Despite various signal transduction strategies available, the majority of reported cellular imaging protocols must rely on using multiple sequentially added reagents and sensor assembly reactions inside the cells (as often required for bioorthogonal chemistry methods), or intricate multi-step washes to remove unbound sensor as a source of an excessive emissive background. The extensive manipulations or chemical functionalization of the target may conceal or alter natural processes in living systems. Such platforms are also less suitable for the developing of rapid and reliable cell-based fluorescent assays as required, for example, for high throughput screening of anticancer drug candidates.32, 33 The need to minimize manipulations within native/living environments motivates the current search for new signal turn-on principles and more advanced small-molecule fluorescent sensors that do not require washes or elaborate manipulations prior to imaging.
Recently, we have developed a new paradigm for biorecognition-induced fluorescent emission activation, which is based on changes in the aggregation state of phthalocyanine (Pc) upon its binding to a biomolecular target.34–37 Phthalocyanines are large planar π-conjugated molecules; the intermolecular interactions between their hydrophobic aromatic cores cause Pcs to aggregate in aqueous environments (e.g. Pc dimerization constants as high as 109 have been measured).38 When non-aggregated, Pcs are brightly fluorescent in the near-IR range: reported extinction coefficients are as high as 300,000 M−1cm−1 (e.g. ref. 39) and fluorescence quantum yields can reach 0.7.40–42 On the contrary, upon aggregation most Pcs form nonfluorescent H-aggregates. We and others have previously demonstrated that functionalization of phthalocyanines with various biomolecules decreased their propensity to aggregate.35–37, 43 Nevertheless, in the absence of the binding target, Pcs remain aggregated and, therefore, are completely dark (non-fluorescent). When an H-aggregated Pc sensor molecule functionalized with a target-specific recognition group binds to a biomolecular target, it is pulled away from the aggregate, resulting in the Pc’s de-aggregation leading to restoring its fluorescent emission. The ability of the Pc sensor to respond selectively on the binding to a specific target vs. non-selective binding to other biomolecules is generally controlled by the fine balance between the energy of the recognition group selective binding to the target biomolecule vs. interactions of the individual Pc molecule with aqueous environment (which can be controlled by a proper choice of solubilizing groups). Therefore, with a judicious molecular design, Pc aggregation/de-aggregation signal generation mechanism can be promising for intracellular imaging of biomolecular targets in the near-IR spectral range, and offers high S/B ratios while requiring no washes of unbound species. Previously, we have successfully demonstrated the application of the aggregation/de-aggregation principle for turn-on near-IR detection of oligonucleotide35–37 and protein targets34 in in vitro and non-cellular environments.

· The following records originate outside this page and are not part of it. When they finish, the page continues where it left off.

PR #964, opened 2026-04-22
build with fil-c

lemire:
This PR adds support for building simdutf with [Fil-C, the memory-safe C/C++ compiler](https://fil-c.org).

For the most part, we just have to adjust our cpu detection.

There is a tricky issue with masked AVX-512 writes. I think that receiving a null pointer in such cases ought to be safe the mask is empty but Fil-C disagrees. I think that Fil-C is wrong.

cc @pizlonator

### DIFF
--- a/include/simdutf/internal/isadetection.h
+++ b/include/simdutf/internal/isadetection.h
@@ -50,8 +50,12 @@ POSSIBILITY OF SUCH DAMAGE.
 #include <cstdlib>
 #if defined(_MSC_VER)
   #include <intrin.h>
-#elif defined(HAVE_GCC_GET_CPUID) && defined(USE_GCC_GET_CPUID)
+#elif (defined(HAVE_GCC_GET_CPUID) && defined(USE_GCC_GET_CPUID)) || defined(__FILC__)
   #include <cpuid.h>
+#endif
+
+#ifdef __FILC__
+#include <stdfil.h>
 #endif
 
 #include "simdutf/portability.h"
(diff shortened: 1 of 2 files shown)


pauldreik:
It feels somewhat wasteful to add an extra branch, but I assume the performance impact is negligible. 

I made a try with building it in a ubuntu 24.04 docker container and that was no problem. Should I add a CI job on this branch (or if you want to do it)?

The commands I ran were:

```shell
docker run -it  -v $(pwd):/src ubuntu:24.04

apt install wget xz-utils patchelf cmake build-essential
wget 'https://github.com/pizlonator/fil-c/releases/download/v0.678/filc-0.678-linux-x86_64.tar.xz'
tar xf filc-0.678-linux-x86_64.tar.xz
cd cd filc-0.678-linux-x86_64
export CXX=build/bin/clang++ 
export CC=build/bin/clang
cmake -B /tmp/blaha -S /src/
cmake --build /tmp/blaha -j8
ctest --test-dir /tmp/blaha -j8
```

lemire:
@pauldreik It is something like an extra branch per function call (these branches are all in the tail). So, no, it won't be measurable. It should also be a predictable branch...

lemire:
@pauldreik What to add Fil-C to the CI?

As a side benefit, this acts as a sanitizer. Fil-C will crash on unsafe accesses.

pauldreik:
I think it is great to add all ways possible to weed out bugs! 

yes, I would like to add a ci job compiling and testing simdutf with fil-c.

lemire:
I'll merge this for now.

Issue #965, opened 2026-04-25
compile error with clang-22 on debian 11


gvollant:
I'm trying compile simdutf on my debian 11 comptuer, with clang-22 from https://apt.llvm.org

```
gillesvollant@gv-w11x64:/mnt/w/devw$ clang++-22 -std=c++23 -o vir exterieur/simdutf/singleheader/simdutf.cpp
In file included from exterieur/simdutf/singleheader/simdutf.cpp:3:
exterieur/simdutf/singleheader/simdutf.h:14111:10: error: no member named 'unreachable' in namespace 'std'
 14111 |     std::unreachable(); // invalid base64 input in _base64 literal
       |          ^~~~~~~~~~~
exterieur/simdutf/singleheader/simdutf.cpp:33262:32: warning: array index 2 is past the end of the array (that has type 'const simd8<unsigned char>[2]') [-Warray-bounds]
 33262 |         this->check_utf8_bytes(input.chunks[2], input.chunks[1]);
       |                                ^            ~
exterieur/simdutf/singleheader/simdutf.cpp:4826:3: note: array 'chunks' declared here
 4826 |   simd8<T> chunks[NUM_CHUNKS];
      |   ^
exterieur/simdutf/singleheader/simdutf.cpp:33263:32: warning: array index 3 is past the end of the array (that has type 'const simd8<unsigned char>[2]') [-Warray-bounds]
 33263 |         this->check_utf8_bytes(input.chunks[3], input.chunks[2]);
       |                                ^            ~
exterieur/simdutf/singleheader/simdutf.cpp:4826:3: note: array 'chunks' declared here
 4826 |   simd8<T> chunks[NUM_CHUNKS];
      |   ^
exterieur/simdutf/singleheader/simdutf.cpp:33263:49: warning: array index 2 is past the end of the array (that has type 'const simd8<unsigned char>[2]') [-Warray-bounds]
 33263 |         this->check_utf8_bytes(input.chunks[3], input.chunks[2]);
       |                                                 ^            ~
exterieur/simdutf/singleheader/simdutf.cpp:4826:3: note: array 'chunks' declared here
 4826 |   simd8<T> chunks[NUM_CHUNKS];
      |   ^
3 warnings and 1 error generated.
```

I've no error with  --std=c++20

pauldreik:
[...]

PR #966, opened 2026-04-25
workaround missing std::unreachable

pauldreik:
This adds a workaround for using C++23 and a too old standard library. See https://github.com/simdutf/simdutf/issues/965

### DIFF
--- a/include/simdutf/implementation.h
+++ b/include/simdutf/implementation.h
@@ -7268,7 +7268,12 @@ consteval auto base64_decode_literal(const char *str) {
   auto r = scalar::base64::base64_to_binary_details_impl(
       str, InputLen, result.buffer.data(), base64_default, loose);
   if (r.error != error_code::SUCCESS) {
+  #if __cpp_lib_unreachable >= 202202L
     std::unreachable(); // invalid base64 input in _base64 literal
+  #else
+    // workaround for older stdlib
+    throw "invalid base64 input in _base64 literal";
+  #endif
   }
   result.output_count = r.output_count;
   return result;


pauldreik:
@lemire  this solves the problem according to gvollant. if we should merge it, that is another question.

gvollant:
> @lemire this solves the problem according to gvollant. if we should merge it, that is another question.

yes, thank you a lot for this fix!

include/simdutf/implementation.h
```diff
@@ -7268,7 +7268,12 @@ consteval auto base64_decode_literal(const char *str) {
   auto r = scalar::base64::base64_to_binary_details_impl(
       str, InputLen, result.buffer.data(), base64_default, loose);
   if (r.error != error_code::SUCCESS) {
+  #if __cpp_lib_unreachable >= 202202L
```
lemire, line 7271: This is fine. In similar cases, we created a macro, shortly after including `<version>`. So we could do that. Like  `SIMDUTF_USE_UNREACHABLE` which default to 1 if `__cpp_lib_unreachable >= 202202L`.

The benefit of the macro is that we hand back some control to the user: they can prefer an exception (for whatever reason).

This is nitpicking and your PR is fine.

lemire (approved):

include/simdutf/implementation.h
pauldreik: In general I agree with you about the macro, but in this case it always happens at consteval time so I do not think it matters - it is just there to terminate the consteval evaluation.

In this work, we designed, prepared, characterized and demonstrated performance of a new Pc-based near-IR fluorescent sensors for wash-free high-contrast fluorescent imaging of a specific biomolecular target inside cells. The new sensing system enables high specificity and affinity of target recognition due to the use of an inhibitor-derived “anchor” unit coupled together with an aggregation/de-aggregation mechanism for fluorescent signal generation. For a proof-of-concept demonstration, we developed a sensor targeting the epidermal growth factor receptor (EGFR) tyrosine kinase in live and fixed cellular environments. The EGFR tyrosine kinase is a principal target for the ongoing search for potent anticancer therapeutics, and serves to illustrate the need to develop high efficiency imaging methods for the biomarker present within complex biological systems such as live cells.44–50
Experimental Section
Below is the brief description of materials and experimental procedures. The detailed information is included in the Supporting Information.
Materials and reagents.
All materials and reagents were obtained from established commercial suppliers.
Synthesis of the new sensor compound 2 (Scheme 1).
Scheme 1. Structure of the EGFR tyrosine kinase sensors 1 and 2, and synthesis of the sensor compound 2.

Reagents and conditions: (a) Zn(OAc)2, DBU, n-BuOH, DMF, 106 °C, 24 h; (b) TFA, CH2Cl2, 8 h; (c) HOBt, HBTU, DIPEA, DMF, 12 h.
Utilization of the solid-phase synthesis in the preparation of the ZnPc building block 5 is the key for obtaining the required mono-substituted phthalocyanine core. Thus, condensation of polymer resin-supported phthalonitrile 3 with excess phthalonitrile 4 yields a resin-attached ZnPc 5, followed by cleavage from the resin support to give mono-functionalized Pc building block 5. Subsequent coupling of 5 with the “anchor” unit 6 furnishes the target sensor compound 2. The detailed synthesis procedures and characterization of compounds 2, 4, 5 and other key intermediates are included in Figures S5 – S9. The synthesis of compound 1 is described elsewhere.34
EGFR kinase/sensor 2 binding in cell-free environments.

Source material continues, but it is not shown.